Near as I can tell, FW made experimental rules that were supposed to be finalized in IA Apoc II. I looked through every IA I have including the Apocs, and hes not in there. The experimental rules are no longer available on FW, but I did find a pdf that appears to be transcribed from the rules, or could be player rules, not sure as I havent seen the original to be able to tell... Hope this helps.

http://www.scribd.com/doc/51180475/Plague-Hulk-of-Nurgle


----------



## Dave T Hobbit (Dec 3, 2009)

Fluff-wise it is extremely Nurglesque.

I think it should count as Marked by Nurgle but cannot see anything that says it is.

It is IA so you would have to get permission to use it anyway; start off by trying to agree it counts and if your opponent is wavering about allowing it then agree it would not count for the Tally.


----------



## Svartmetall (Jun 16, 2008)

*Cain*, that link you posted has malware popping up on it.

I have the IA:II book, it just doesn't say one way or the other...anyway I think what the estimable Mr. *Hobbit* says is probably about right.


----------



## aboytervigon (Jul 6, 2010)

It does say "of nurgle".


----------



## Lord Sven Kittyclaw (Mar 23, 2009)

aboytervigon said:


> It does say "of nurgle".


Which isn't a helpful answer.
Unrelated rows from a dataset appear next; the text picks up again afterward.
PR #2022, opened 2018-05-16
SONARJAVA-2735 S1604 FP when instance methods of the anonymous class are invoked

alban-auzeill:


java-checks/src/test/files/checks/AnonymousClassShouldBeLambdaCheck.java
```diff
@@ -251,3 +251,63 @@ void foo() {
...
+  }
+
+  interface InvokeStatic {
+
+    int func();
+
+    static int staticFunc() {
+      InvokeStatic f = new InvokeStatic() {  // Noncompliant
+        @Override
+        public String func(int n) {
```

I have "Tactical Marines" and "Assault Marines" My bonus only affects assault marines, but both have marine...still counts? 

Dave has it. It's IA anyways, so intuitive thinking would say it should count.


----------



## aboytervigon (Jul 6, 2010)

Was saying you can't argue that its not a Nurgle unit.


----------



## Lord Sven Kittyclaw (Mar 23, 2009)

aboytervigon said:


> Was saying you can't argue that its not a Nurgle unit.


Not trying to derail the thread, but, Daemonhunters, last edition had all these special rules vs. "Daemons" The CSM Daemon Prince has "Daemon" in it's name, but was not considered a daemon. See my point?


----------



## Dave T Hobbit (Dec 3, 2009)

aboytervigon said:


> Was saying you can't argue that its not a Nurgle unit.


The benefits of the Tally affect all followers of Nurgle, so the Plague Hulk is likely to benefit.

However the kills section of the Tally requires it to be a Daemon of Nurgle (or have the Mark of Nurgle, which the PH does not) which is less clear cut.


----------



## Battle-Brother Cain (Apr 7, 2011)

Svartmetall said:


> *Cain*, that link you posted has malware popping up on it.
> 
> I have the IA:II book, it just doesn't say one way or the other...anyway I think what the estimable Mr. *Hobbit* says is probably about right.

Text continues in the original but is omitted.